# Dele Alli



## BossKilla7 (23 Gennaio 2016)

Signori miei, qui siamo di fronte probabilmente a uno dei talenti più puri che il calcio inglese abbia mai coltivato. 
Centrocampista moderno classe '96 box-to-box e paragonato da molti a Steven Gerrard, già l'anno scorso si era messo in grandissima mostra col MK Dons eliminando 4-0 lo United in Coppa di Lega e dopo esser stato acquistato dal Tottenham per 6 milioni sta mostrando doti fuori dal comune per un giocatore di quella età. Segna al debutto da titolare sia con la maglia degli Spurs, contro il Leicester (si ripeterà altre 5 volte in campionato) sia con la Nazionale maggiore inglese contro la Francia con un gran destro da fuori area.
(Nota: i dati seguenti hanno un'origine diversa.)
PR #1807, opened 2018-07-30
Avoid truncating a pattern in the middle of an UTF-8 character

### LINKED ISSUE #1275: Unicode parse incorrect!
See the result tags file.
screenshot_20161226_094605

The simple example header file.
[a.zip](https://github.com/universal-ctags/ctags/files/716057/a.zip)

### LINKED ISSUE #1805: Universal ctags inserts invalid `utf-8` characters for certain files
(
Thank you for contacting us.

If you are reporting an issue with the parsing output, please fill
the following template.  As your custom CTags configuration can
affect results, please always use `--options=NONE` as the first
option when running `ctags`.

Otherwise, delete the template and write your issue from scratch.
Examples may help developers understanding your issue better.

Use GitHub web interface and markdown notation.
Using mail results broken text rendering that makes
the developers go crazy.
)

*****

The name of the parser:

```
$ ctags -R
```

I dont have any special configurations in `.ctags` or anywhere else. This is a fresh VM that this test was run on. 

The content of input file: https://github.com/pallets/jinja/blob/master/jinja2/_identifier.py

`Universal-ctags` inserts invalid `utf-8` characters under certain circumstances.

The tags output you expect:

Expected tag output with all valide `utf-8` characters.

The version of ctags:

```
$ ctags --version
Universal Ctags 0.0.0(3522685), Copyright (C) 2015 Universal Ctags Team
Ctags 5.8, Copyright (C) 1996-2009 Darren Hiebert
  Compiled: July 27 1018, 23:16:36
  URL: https://ctags.io/
  Optional compiled features: +wildcards, +regex, +iconv, +option-directory, +xpath
```

How do you get ctags binary:

(
The ctags binary is built on `ubuntu-16.04` VM with no modifications other than installing necessary libraries such as `automate`, `autoreconf` for compiling `ctags` and necessary libraries to compile `vim` based on https://github.com/Valloric/YouCompleteMe/wiki/Building-Vim-from-source#a-for-a-debian-like-linux-distribution-like-ubuntu-type 
)

@lilydjwg pointed out to me that `ctags` was inserting invalid `utf-8` characters even though the file being used to generate the tags have all valid `utf-8` characters here: 
https://github.com/vim/vim/issues/3213#issuecomment-406961075

The compiled version of `ctags` works great in general.

Recently found out, that it turns out that `ctags` has a bug due to which the
old `Execuberant ctags` installed by `sudo apt-get install ctags` on Ubuntu
16.04 doesn't insert any invalid `utf-8` characters, but if I compile
`Universal-ctags` from source and isntall it based on instructions here:
https://github.com/universal-ctags/ctags/blob/master/docs/autotools.rst, it
will insert invalid `utf-8` characters. Heres the evidence:

With `exuberant-ctags` installed using just `sudo apt-get install ctags`:

With `Universal-ctags` compiled from source (latest commit) as of this post,
compiled with instructions from here:
https://github.com/universal-ctags/ctags/blob/master/docs/autotools.rst:

This causes a lot of problems in vim, because if invalid `utf-8` characters are
passed to `vim.eval`, `vim.eval` breaks and this leads to no tags returned at
all. Currently, there is only one way of transfering data contained in a `viml`
variable to the `python-name` space, using `vim.eval`. So, any other plugin in
vim or else where will have similar problems as well.  @ludovicchabant for
example had to post-process his tags file to stop such problems:
https://ludovic.chabant.com/devblog/2017/02/25/aaa-gamedev-with-vim/

Also he had to change `ctrl-py-matcher` to catch this issue.
https://github.com/ludovicchabant/ctrlp-py-matcher/blob/2f6947480203b734b069e5d9f69ba440db6b4698/autoload/pymatcher.py#L22

There are multiple other files I have seen which have similar problems, but I
have just provided one here to narrow down the problem.

My guess is this is a bug, and I don't expect that `ctags` would do this by
design. Can this be rectified, as this used to work fine in Exuberant Ctags
upon which Universal-ctags is based?

Ref: https://github.com/vim/vim/issues/3213#issuecomment-408727629

b4n:
Fixes #1275, fixes #1805.


Tmain/omit-long-patterns-etags.d/stdout-expected.txt
```diff
@@ -1,5 +1,5 @@
 
-input.sh,349
-                                                                                                func96(func961,0
+input.sh,351
+                                                                                                func96()func961,0
                                                                                                func95()func955,110
-                                                                                                 func97func979,219
+                                                                                                 func97(func979,219
```
b4n: @masatake do we wanna change this test case to balance the previous off-by-one-ness?  I'm not sure, because now it properly checks the behavior when the line is the exactly as long, short and longer than the truncation, which seems a good thing to do, but you might remember if you had another goal here maybe.

masatake:
@b4n, thank you very much. I will take a look at this weekend.

Tmain/omit-long-patterns-etags.d/stdout-expected.txt
masatake: It seems that there a bug has been existed since Exuberant-crags about newline handling.
`line` returned from `readLineFromBypassAnyway` can end with or without a newline char.
Both can occurs. Though the code trims the line with `line[len - 1] = '\0''`.

To combine your fix, I think the diff should be:
```
diff --git a/main/writer-etags.c b/main/writer-etags.c
index 762c8378..dbd6470f 100644
--- a/main/writer-etags.c
+++ b/main/writer-etags.c
@@ -98,18 +98,18 @@ static int writeEtagsEntry (tagWriter *writer,
                long seekValue;
                char *const line =
                                readLineFromBypassAnyway (etags->vLine, tag, &seekValue);
-               if (line == NULL)
+               if (line == NULL || line[0] == '\0')
                        return 0;
 
                len = strlen (line);
 
                if (tag->truncateLineAfterTag)
                        truncateTagLineAfterTag (line, tag->name, true);
-               else
-                       line [len - 1] = '\0';
+               else if (line [len - 1] == '\n')
+                       line [--len] = '\0';
 
                if (Option.patternLengthLimit < len)
-                       line [Option.patternLengthLimit - 1] = '\0';
+                       line [Option.patternLengthLimit] = '\0';
 
                length = mio_printf (mio, "%s\177%s\001%lu,%ld\n", line,
                                tag->name, tag->lineNumber, seekValue);
```

masatake:
@b4n, thank you for working on this topic.
Can I ask you to add explanation about the length adjustment for utf-8 input to  `Truncating the pattern for long input lines` section in docs/news.rst?

b4n:
@masatake Thanks for the review!  I made the changes, tell me if it was what you were expecting.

Forza fisica e tecnica lo rendono uno dei migliori prospetti al mondo, sicuramente il miglior centrocampista della premier quest'anno per distacco


----------



## Dumbaghi (23 Gennaio 2016)

Troppo forte per essere inglese, infatti non lo è


----------



## Ma che ooh (23 Gennaio 2016)

Dumbaghi ha scritto:


> Troppo forte per essere inglese, infatti non lo è



?


----------



## DannySa (23 Gennaio 2016)

Dumbaghi ha scritto:


> Troppo forte per essere inglese, infatti non lo è



Beh ben presto di inglesi d'origine ne troverai pochi.


----------



## BossKilla7 (23 Gennaio 2016)

Dumbaghi ha scritto:


> Troppo forte per essere inglese, infatti non lo è



No no, è libanese


----------



## BossKilla7 (23 Gennaio 2016)

Questo il gol che oggi ha deciso la sfida tra Tottenham e Crystal Palace


----------



## Hammer (23 Gennaio 2016)

BossKilla7 ha scritto:


> Questo il gol che oggi ha deciso la sfida tra Tottenham e Crystal Palace



Gol pazzesco. Bellissimo. Imho si può candidare per il miglior gol del 2016


----------



## BossKilla7 (18 Aprile 2016)

Dio, non è umano, non è umano, non può esistere un classe '96 così forte e decisivo


----------



## Dumbaghi (30 Aprile 2016)

BossKilla7 ha scritto:


> Dio, non è umano, non è umano, non può esistere un classe '96 così forte e decisivo



Lo amo con tutto me stesso


Comunque è nigeriano non libanese


----------



## BossKilla7 (30 Aprile 2016)

Dumbaghi ha scritto:


> Lo amo con tutto me stesso
> 
> 
> Comunque è nigeriano non libanese



Infatti ero ironico


----------



## BossKilla7 (1 Gennaio 2017)

Fenomeno, fenomeno, fenomeno. Il miglior centrocampista della Premier assieme a Fabregas e Pogba


----------



## Splendidi Incisivi (1 Gennaio 2017)

Centrocampista completo, dotato di fisico e di tecnica. Può giocare ovunque in mezzo al campo. Fottutamente forte.


----------



## Heaven (1 Gennaio 2017)

Fortissimo, stella del futuro. E del presente.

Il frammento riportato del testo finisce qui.